[[ The data, beginning ]]

PR #7171, opened 2025-04-07
perf!: perform minimal accounts query when loading config

ndhoule:
:warning: Depends on https://github.com/netlify/build/pull/6184. Merge and release that change first, and update the `@netlify/config` dependency in this PR to a non-RC release.

---

We've done this performance improvement many times elsewhere, but for posterity:

When we load a user's configuration, we perform a query to the Netlify API requesting information about which accounts a user is a member of. To do this, we query the `/accounts` endpoint, which is an expensive operation: It frequently takes 4+ seconds to get a response from this endpoint. This query happens as part of every CLI startup cycle.

By requesting a more minimal set of `accounts` data, we reduce almost every command's startup time.

Non-scientific testing shows this reduces `netlify status` runtime (on a Netlify dev's MacBook Pro M-something) from 3.907s to 2.001s, wall time. For longer-running commands the impact won't be so dramatic, proportionally speaking, but this is a nice perf bump anyway.

### DIFF
--- a/src/commands/base-command.ts
+++ b/src/commands/base-command.ts
@@ -581,7 +581,7 @@ export default class BaseCommand extends Command {
       token,
       ...apiUrlOpts,
     })
-    const { accounts, buildDir, config, configPath, repositoryRoot, siteInfo } = cachedConfig
+    const { accounts = [], buildDir, config, configPath, repositoryRoot, siteInfo } = cachedConfig
     let { env } = cachedConfig
     if (flags.offlineEnv) {
       env = {}
--- a/src/commands/status/status.ts
+++ b/src/commands/status/status.ts
@@ -42,16 +42,8 @@ export const status = async (options: OptionValues, command: BaseCommand) => {
     Name: user.full_name,
     Email: user.email,
     GitHub: ghuser,
+    Teams: accounts.map(({ name }) => name),
   }
-  const teamsData = {}
-
-  accounts.forEach((team) => {
-    // @ts-expect-error TS(7053) FIXME: Element implicitly has an 'any' type because expre... Remove this comment to see the full error message
-    teamsData[team.name] = team.roles_allowed.join(' ')
-  })
-
-  // @ts-expect-error TS(2339) FIXME: Property 'Teams' does not exist on type '{ Name: a... Remove this comment to see the full error message
-  accountData.Teams = teamsData
 
   // @ts-expect-error
   const cleanAccountData = clean(accountData)
--- a/src/utils/types.ts
+++ b/src/utils/types.ts
@@ -184,23 +184,17 @@ type EnvVarValue = {
   context: string
 }
 
-export interface Account {
+export type MinimalAccount = {
   id: string
   name: string
   slug: string
-  type: string
-  capabilities: Record<string, { included: string; used: string }>
-  billing_name: string
-  billing_email: string
-  billing_details: string
-  billing_period: string
-  payment_method_id: string
+  default: boolean
+  team_logo_url: string | null
+  on_pro_trial: boolean
+  organization_id: string | null
   type_name: string
-  type_id: string
-  owner_ids: string[]
-  roles_allowed: string[]
-  created_at: string
-  updated_at: string
+  type_slug: string
+  members_count: number
 }
 
 export interface GitHubRepo {
--- a/tests/integration/commands/status/__snapshots__/status.test.ts.snap
+++ b/tests/integration/commands/status/__snapshots__/status.test.ts.snap
@@ -13,5 +13,8 @@ exports[`fixture: empty-project > should print status for a linked site 2`] = `
 {
   "Email": "test@netlify.com",
   "Name": "Test User",
+  "Teams": [
+    "Test User",
+  ],
 }
 `;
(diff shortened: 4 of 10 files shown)


src/utils/types.ts
```diff
@@ -184,6 +184,19 @@ type EnvVarValue = {
   context: string
 }
 
+export type MinimalAccount = {
```
serhalp, line 187: Why not import the type from `@netlify/config`?

src/commands/status/status.ts
```diff
@@ -42,16 +42,8 @@ export const status = async (options: OptionValues, command: BaseCommand) => {
...
   }
-  const teamsData = {}
-
-  accounts.forEach((team) => {
-    // @ts-expect-error TS(7053) FIXME: Element implicitly has an 'any' type because expre... Remove this comment to see the full error message
-    teamsData[team.name] = team.roles_allowed.join(' ')
-  })
-
-  // @ts-expect-error TS(2339) FIXME: Property 'Teams' does not exist on type '{ Name: a... Remove this comment to see the full error message
-  accountData.Teams = teamsData
```
serhalp, line 54: Technically this makes this PR breaking, since we're changing the output format and contents (including the structured json output). Was that intentional? If so, we should update the PR title to cut a major, and mention the output change in the PR description.

tests/integration/commands/status/__snapshots__/status.test.ts.snap
```diff
@@ -13,5 +13,8 @@ exports[`fixture: empty-project > should print status for a linked site 2`] = `
 {
   "Email": "test@netlify.com",
   "Name": "Test User",
+  "Teams": [
+    "Test User",
+  ],
```
serhalp, line 18: This accounts API response fixture is now wrong: https://github.com/netlify/cli/blob/f0fdfef9821fbfb806c9648811b5ee9ac0e5d173/tests/integration/commands/status/status.test.ts#L16. Can we update it? Maybe also pull in the `MinimalAccount` type there.

src/utils/types.ts
```diff
@@ -184,6 +184,19 @@ type EnvVarValue = {
...
+  default: boolean
+  team_logo_url: string | null
+  on_pro_trial: boolean
+  organization_id: string | null
+  type_name: string
+  type_slug: string
+  members_count: number
+}
+
 export interface Account {
```
serhalp, line 200: You can delete this! I checked.

src/commands/status/status.ts
```diff
@@ -42,16 +42,8 @@ export const status = async (options: OptionValues, command: BaseCommand) => {
     Name: user.full_name,
     Email: user.email,
     GitHub: ghuser,
+    Teams: accounts.map(({ name }) => name),
```
serhalp, line 45: 🤔 so if it's true that this is the only use of `netlify.{cachedConfig\.,}accounts`, should we do a fast-follow PR to remove it and query here? 😈 We should take any oppportunity to remove stuff from BaseCommand, I think.

serhalp (approved):
LGTM. Maybe worth a quick sentence in the PR description about why this is safe? It took me pulling down the branch and poking around all the ways we use account data to understand that every other case queries for the account data some other way, i.e. that this is only used by `status` despite being on `cmd.netlify.accounts` and `cmd.netlify.cachedConfig.accounts`.

src/utils/types.ts
ndhoule: We don't export it from that module and this is not a public API, so we don't want to make this part of any module's public API.

src/commands/base-command.ts
```diff
@@ -575,7 +575,7 @@ export default class BaseCommand extends Command {
       token,
       ...apiUrlOpts,
     })
-    const { accounts, buildDir, config, configPath, repositoryRoot, siteInfo } = cachedConfig
+    const { accounts = [], buildDir, config, configPath, repositoryRoot, siteInfo } = cachedConfig
```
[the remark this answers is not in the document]
ndhoule: I can go double check/find the relevant LoCs, but IIRC it returns `undefined` if any of the HTTP calls in `netlify/config` fail. This can happen e.g. if you delete a site via the Netlify UI but your local repo is still linked.

src/commands/status/status.ts
ndhoule: It's a porcelain interface, so this is not a breaking change. (We noted that this would be a breaking change in the issue for this, and that the `--json` output for this command isn't working--for me, anyway.)

src/commands/status/status.ts
ndhoule: Probably. I'd think a little bigger: I'd like to figure out what the impact of lifting _all_ of the API calls out of `@netlify/config` would be so we have better control over startup sequence timing/reduce unnecessary calls/investigate a short-lived persistent cache.

src/commands/status/status.ts
serhalp: This changes both the porcelain output and the `--json` output, both of which work for me at the moment. 🤔

ndhoule: Noted! I'll make this a breaking change, then.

[[ The data, end ]]

_What is needed_
Exactly as they appear, retype the lines from the start of the records through the line containing "When we load".

_Result of the task_
PR #7171, opened 2025-04-07
perf!: perform minimal accounts query when loading config

ndhoule:
:warning: Depends on https://github.com/netlify/build/pull/6184. Merge and release that change first, and update the `@netlify/config` dependency in this PR to a non-RC release.

---

We've done this performance improvement many times elsewhere, but for posterity:

When we load a user's configuration, we perform a query to the Netlify API requesting information about which accounts a user is a member of. To do this, we query the `/accounts` endpoint, which is an expensive operation: It frequently takes 4+ seconds to get a response from this endpoint. This query happens as part of every CLI startup cycle.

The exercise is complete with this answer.